# Pavel Tsatsouline Beyond Bodybuilding



## silencer (May 12, 2006)

Hi, My friend sent me a PDF version of this book, and it looks pretty interesting, but its a whole 344 pages. Anyone read it before, or heard anything about it?

-thanks


----------



## P-funk (May 12, 2006)

read bits and pieces of some of his stuff.

he says some good things.


----------



## fUnc17 (May 12, 2006)

I have read the naked warrior, as well as power to the people (russian strength training). I think they are both great pieces, very logical and easy to understand. Very basic concepts that work. I am sure it is a worthwile read, I constantly re-read things pavel has written, he's good.


----------



## GoLdeN M 07 (May 13, 2006)

fUnc17 said:
			
		

> I have read the naked warrior, as well as power to the people (russian strength training).
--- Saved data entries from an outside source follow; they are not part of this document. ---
PR #2335, opened 2020-09-02
bug fix: delete vertices processor may core, if this vertex also have edges and index

liuyu85cn:
get one core screen from BBS. 

https://discuss.nebula-graph.com.cn/t/topic/1123/8

check all reference to getTagId, 
find deleteVerticesProcessor call this without check if it is a vertex first.

### DIFF
--- a/src/storage/mutate/DeleteVerticesProcessor.cpp
+++ b/src/storage/mutate/DeleteVerticesProcessor.cpp
@@ -96,14 +96,13 @@ DeleteVerticesProcessor::deleteVertices(GraphSpaceID spaceId,
         while (iter->valid()) {
             auto key = iter->key();
             if (!NebulaKeyUtils::isVertex(key)) {
-                break;  // there isn't any version of curr vertex, go to next
+                iter->next();
+                continue;
             }
             auto tagId = NebulaKeyUtils::getTagId(key);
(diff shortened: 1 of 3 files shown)


dangleptr (approved):
Well done. LGTM. Good catch

critical27 (approved):

src/storage/mutate/DeleteVerticesProcessor.cpp
```diff
@@ -95,6 +95,9 @@ DeleteVerticesProcessor::deleteVertices(GraphSpaceID spaceId,
         TagID latestVVId = -1;
         while (iter->valid()) {
             auto key = iter->key();
+            if (!NebulaKeyUtils::isVertex(key)) {
+                break;  // there isn't any version of curr vertex, go to next
+            }
```
panda-sheep, line 100:
```
   if (!NebulaKeyUtils::isVertex(key)) {
          iter->next();
          continue;
   }
```

panda-sheep (approved):
Excellent!

bright-starry-sky:
A question about header : "delete vertices processor may core, if this vertex also have edges and index", where is index ? I think there are only edges. right?

bright-starry-sky (approved):
LGTM

PR #2404, opened 2020-11-23
use range in delete edges

critical27:
Use `delete range` in delete edges, there are some encode problem that we can not use it in delete vertices, contact me if interested.

Other changes:
1. lower flush log level in `EventListener`
2. fix leader not returned in scan


bright-starry-sky (approved):
LGTM

liuyu85cn (approved):
LGTM

Issue #2405, opened 2020-11-24
Raft:a server send 2 vote to different server in one term


ystaticy:
In 1.1.0.
proposedTerm_ can be set to a small value in verifyLeader as follows;
But I think it should Increase forever, because it's used to determine whether to vote for others in newest term.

I think they are both great pieces, very logical and easy to understand. Very basic concepts that work. I am sure it is a worthwile read, I constantly re-read things pavel has written, he's good.
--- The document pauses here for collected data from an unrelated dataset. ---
PR #2415, opened 2020-12-09
LOOKUP sentence supports DISTINCT and supports yield EdgeType._src/._dst

LuconYang:

1. LOOKUP语句现在支持了DISTINCT功能
LOOKUP ON {<vertex_tag> | <edge_type>} WHERE <expression> YIELD DISTINCT <return_list>
2. 针对边类型的LOOKUP语句，支持yield子句中指定输出边的起始顶点(._src)和终止顶点(._dst)
LOOKUP ON <edge_type> WHERE <expression> YIELD <edge_type>._src, <edge_type>._dst
3. 在LookupTest.cpp中添加了对应的测试用例。
    边类型的lookup语句，distinct测试：TEST_F(LookupTest, EdgeDistinctTest)
    点类型的lookup语句，distinct测试：TEST_F(LookupTest, VertexDistinctTest)
    边类型的lookup语句输出起止顶点id：TEST_F(LookupTest, EdgeYieldVertexId)
     
1. 业务方的使用场景需要对LOOKUP语句的属性列进行去重
2. 业务方的使用场景中，对于边类型的LOOKUP语句，需要指定输出边的起始顶点或者终止顶点，并参与去重逻辑

语法存在变更，同时兼容旧版本。改动如下：
1. LOOKUP语句中，DISTINCT之前版本是合法关键字，但未生效，本版本使其能正常去重
2. 边类型的LOOKUP语句，支持yield子句中输出边的起始顶点(._src)和终止顶点(._dst)

1. LOOKUP语句中的DISTINCT关键字，之前没有效果，现在能起到去重作用
示例：
lookup on player where player.name=='Danny' yield distinct player.age;
2. 对边执行LOOKUP语句，现在支持输出边的起止顶点（可同时结合DISTINCT关键字，对点进行去重）
示例：
lookup on follow where follow.degree==70 yield [distinct] follow._src, follow._dst;

在LookupTest.cpp中添加了3组测试用例，均通过
### Checklist


src/graph/LookupExecutor.cpp
```diff
@@ -126,15 +130,23 @@ Status LookupExecutor::prepareYield() {
...
+            const AliasPropertyExpression* aExpr;
+            if (prop->kind() == Expression::kAliasProp) {
+                aExpr = dynamic_cast<const AliasPropertyExpression*>(prop);
+            } else if (isEdge_ && prop->kind() == Expression::kEdgeSrcId) {
+                aExpr = dynamic_cast<const EdgeSrcIdExpression*>(prop);
+            } else if (isEdge_ && prop->kind() == Expression::kEdgeDstId) {
+                aExpr = dynamic_cast<const EdgeDstIdExpression*>(prop);
+            } else {
+                return Status::SyntaxError("Expressions other than "
+                                           "AliasProp/kEdgeSrcId/kEdgeDstId are not supported");
```
bright-starry-sky, line 142: Is there a problem with the `dynamic_cast` here?

src/graph/LookupExecutor.cpp
```diff
@@ -126,15 +130,23 @@ Status LookupExecutor::prepareYield() {
...
             }
-            auto* aExpr = dynamic_cast<const AliasPropertyExpression*>(prop);
             auto st = checkAliasProperty(aExpr);
             if (!st.ok()) {
                 return st;
             }
-            if (schema->getFieldIndex(aExpr->prop()->c_str()) < 0) {
+            if (prop->kind() == Expression::kAliasProp &&
+                schema->getFieldIndex(aExpr->prop()->c_str()) < 0) {
```
bright-starry-sky, line 149: So there's some confusion here by the logic above

src/graph/LookupExecutor.cpp
```diff
@@ -491,7 +511,14 @@ std::vector<std::shared_ptr<nebula::cpp2::IndexItem>> LookupExecutor::findIndexF
...
     auto filter = Expression::encode(sentence_->whereClause()->filter());
-    auto future  = sc->lookUpIndex(spaceId_, index_, filter, returnCols_, isEdge_);
+    // Get the columns that really need to be requested
+    std::vector<std::string> requestCols_;
+    for (auto& column : returnCols_) {
+        if (column != _SRC && column != _DST) {
+            requestCols_.emplace_back(column);
+        }
+    }
+    auto future  = sc->lookUpIndex(spaceId_, index_, filter, requestCols_, isEdge_);
```
bright-starry-sky, line 521: How to identify `_ID` of vertex?

src/graph/LookupExecutor.cpp
LuconYang: Thanks for your review! EdgeSrcIdExpression and EdgeDstIdExpression both extend AliasPropertyExpression, and I tested these logical branches, no problem found here.

src/graph/LookupExecutor.cpp
LuconYang: The logic here is to judge whether the current attribute column is valid only when the value of `prop->kind() == Expression::kAliasProp` is true. In other words, when `isEdge_ && prop->kind() == Expression::kAliasProp` or `isEdge_ && prop->kind() == Expression::kEdgeDstId` is true  , there is no need to go through the logic here

src/graph/LookupExecutor.cpp
LuconYang: This PR only supports specifying  and outputing the start and end vertice ID of the edge in the Yield clause, and It's also consistent with the implementation of Go Sentence. 
Actually, the judgment of `prop->kind()` in `prepareYield()` method has ensured that it is illegal to specify the vertex id, so there is no need to judge this situation here.

src/graph/LookupExecutor.cpp
bright-starry-sky: > Thanks for your review! EdgeSrcIdExpression and EdgeDstIdExpression both extend AliasPropertyExpression, and I tested these logical branches, no problem found here.

Got , if so , I think below code is better

```
if (prop->kind() == Expression::kAliasProp) {
                 aExpr = static_cast<const AliasPropertyExpression*>(prop);
             } else if (isEdge_ && prop->kind() == Expression::kEdgeSrcId) {
                 aExpr = static_cast <const AliasPropertyExpression*>(prop);
             } else if (isEdge_ && prop->kind() == Expression::kEdgeDstId) {
                 aExpr = static_cast <const AliasPropertyExpression*>(prop);
             } else {
                      return ERROR;
             }
```

OR 

```
if (prop->kind() != Expression::kAliasProp && isEdge_) {
   if (prop->kind() != Expression::kEdgeSrcId || prop->kind() != Expression::kEdgeDstId) {
                      return ERROR;
  }
}
auto* aExpr = dynamic_cast<const AliasPropertyExpression*>(prop);
```

src/graph/LookupExecutor.cpp
bright-starry-sky: > This PR only supports specifying and outputing the start and end vertice ID of the edge in the Yield clause, and It's also consistent with the implementation of Go Sentence.
> Actually, the judgment of `prop->kind()` in `prepareYield()` method has ensured that it is illegal to specify the vertex id, so there is no need to judge this situation here.

Got, excellent.

bright-starry-sky:
Thanks for your code contribution. I have a little suggestion , Let's solve the problem once and for all : 
I thought it over, the best way is push down the YIELD-DISTINCT clause to storage layer. avoid redundant data in the result set. WDYT?

src/graph/LookupExecutor.cpp
LuconYang: All right. I have completed the modification as suggested, please check it.

LuconYang:
> Thanks for your code contribution. I have a little suggestion , Let's solve the problem once and for all :
> I thought it over, the best way is push down the YIELD-DISTINCT clause to storage layer. avoid redundant data in the result set. WDYT?

Nice advice! Given that the current implementation has met our needs, I will consider this optimization in future PR. Have completed the modification as suggested above, please check it.

src/graph/LookupExecutor.cpp
```diff
@@ -774,27 +803,61 @@ bool LookupExecutor::processFinalEdgeResult(RpcResponse &rpcResp, const Callback
...
+                    }
+                    v = value(std::move(res));
                 }
-                auto&& v = value(std::move(res));
+                yieldRecord.emplace_back(v);
                 record.emplace_back(std::move(v));
             }
+            // Check if duplicate, only for user-specified columns within yield clause
+            if (distinct_) {
+                auto ret = uniqResult->emplace(boost::hash_range(yieldRecord.begin(),
```
CPWstatic, line 855: Emm, the `DISTINCT` applies to a row, so it is better using `record` here.

LuconYang: > Emm, the `DISTINCT` applies to a row, so it is better using `record` here.

The sentence proposed by this PR is `LOOKUP ON {<vertex_tag> | <edge_type>} WHERE YIELD DISTINCT <return_list>`. In my opinion, **DISTINCT** is more reasonable to play a role in the columns in the user-specified `<return_list>`. In fact, taking the LOOKUP statement for edges as an example, the columns `SrcVID`, `DstVID`, and `Ranking` are added by default in each row of the output. In this way, all the columns of each record will be different, and **DISTINCT** will not play the expected role.

CPWstatic (approved):

bright-starry-sky (approved):
LGTM.
Thanks for your contribution. nice job. Welcome the next contribution.
I have a vision for the future, Interested?
There are two stages for `DISTINCT`：
The first stage , de-dup the result in the storage layer when the `DISTINCT` clause contains the elements vid | src | rank | dst , this stage ensures that the vid or (src, rank, dst) for all storage nodes is unique.
The second stage, de-dup the result in graph layer when the `DISTINCT` clause only contain prop. this stage ensures that the prop data for all storage nodes is unique.

LuconYang:
> LGTM.
> Thanks for your contribution. nice job. Welcome the next contribution.
> I have a vision for the future, Interested?
> There are two stages for `DISTINCT`：
> The first stage , de-dup the result in the storage layer when the `DISTINCT` clause contains the elements vid | src | rank | dst , this stage ensures that the vid or (src, rank, dst) for all storage nodes is unique.
> The second stage, de-dup the result in graph layer when the `DISTINCT` clause only contain prop. this stage ensures that the prop data for all storage nodes is unique.

Thanks for your approval and great suggestions! I will take your suggestions into consideration in the next contribution~

jamieliu1023:
@LuconYang Thanks for your contribution! This is Jamie Liu with Nebula Graph. To memorize this special moment, we'd like to  send you the Nebula Contributor certificate which is exclusively for you. Also, we want to ship you a mug to mark the contribution. Could you kindly let me know your email and shipping addresses via jamie.liu at vesoft.com? Thank again!

PR #2418, opened 2020-12-15
Not push down filter when multi edge type

CPWstatic:


laura-ding (dismissed):

critical27 (approved):
Good job. The filter push down need to be discussed in 2.0 later.

critical27 (approved):

laura-ding (approved):

PR #2422, opened 2020-12-22
support index range scan of timestamp

bright-starry-sky:
Please hold this PR.
A temporary solution for index range scan of timestamp data type. This requirement comes from community user.
This solution just converted the data type from timestamp to int64, without considering the time zone and time format.


bright-starry-sky:
Close this one, It has been completed by other PR.

PR #2423, opened 2020-12-23
fix meta follower can't read clusterId

critical27:
Introduced in https://github.com/vesoft-inc/nebula/pull/2403.


liuyu85cn (approved):

panda-sheep (approved):
Good

PR #2428, opened 2020-12-31
fix limit/offset

czpmango:
Fix limit/offset, Similar to [https://github.com/vesoft-inc/nebula-graph/pull/542](https://github.com/vesoft-inc/nebula-graph/pull/542)


laura-ding (approved):
Well done

Aiee (approved):

dutor (approved):

PR #2432, opened 2021-01-04
Fix only get dst with filter push down and max_edge_returned_per_vertex config

laura-ding:
The problem comes from https://discuss.nebula-graph.com.cn/t/topic/2245/11

### DIFF
--- a/src/storage/query/QueryBaseProcessor.inl
+++ b/src/storage/query/QueryBaseProcessor.inl
@@ -517,7 +517,7 @@ kvstore::ResultCode QueryBaseProcessor<REQ, RESP>::collectEdgeProps(
         lastRank = rank;
         lastDstId = dstId;
         RowReader reader = RowReader::getEmptyRowReader();
-        if ((!onlyStructure || retTTL.has_value()) && !val.empty()) {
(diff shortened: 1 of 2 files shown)


src/storage/query/QueryBaseProcessor.inl
```diff
@@ -517,7 +517,7 @@ kvstore::ResultCode QueryBaseProcessor<REQ, RESP>::collectEdgeProps(
         lastRank = rank;
         lastDstId = dstId;
         RowReader reader = RowReader::getEmptyRowReader();
-        if ((!onlyStructure || retTTL.has_value()) && !val.empty()) {
+        if ((!onlyStructure || exp_ != nullptr|| retTTL.has_value()) && !val.empty()) {
```
bright-starry-sky, line 520: What about the code as below?
```
if (!onlyStructure && !val.empty()) {
}
```

laura-ding: if only get dst, the `onlyStructure` is true, the filter is no use.

bright-starry-sky: > if only get dst, the `onlyStructure` is true, the filter is no use.

Got.

bright-starry-sky (approved):
Well done.

yixinglu (approved):

PR #2433, opened 2021-01-07
fixed log blowout error for compact index data

bright-starry-sky:
When compact index data,  The index key will check whether the index exists. If the index does not exist, many logs will be thrown.


critical27 (approved):

panda-sheep (approved):
LGTM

I had a copy of the naked warrior for a little over a year now. Because of it i can do over 25 one arm pushups.


----------



## Bakerboy (May 13, 2006)

GoLdeN M 07 said:
			
		

> I had a copy of the naked warrior for a little over a year now. Because of it i can do over 25 one arm pushups.



You must have done more than read the book!  

What does your training program look like; do you do a lot of bodyweight movements, pushups and that sort of thing?


----------



## silencer (May 14, 2006)

That's good to hear, after my exams/finals I'm gonna sit back and read it over a couple of days, I read a few pieces and it looks pretty interesting so far.

thanks.


----------



## GoLdeN M 07 (May 15, 2006)

Bakerboy said:
			
		

> You must have done more than read the book!
> 
> What does your training program look like; do you do a lot of bodyweight movements, pushups and that sort of thing?



Well i dont do bodyweight exercises anymore, i used to do them alot last summer. Doing one arm pushups really helped me on my strength, i wouldnt be as strong as i am without doing them. 

The naked warrior is good. I could do from 0 to 7 pushups in around a month.


----------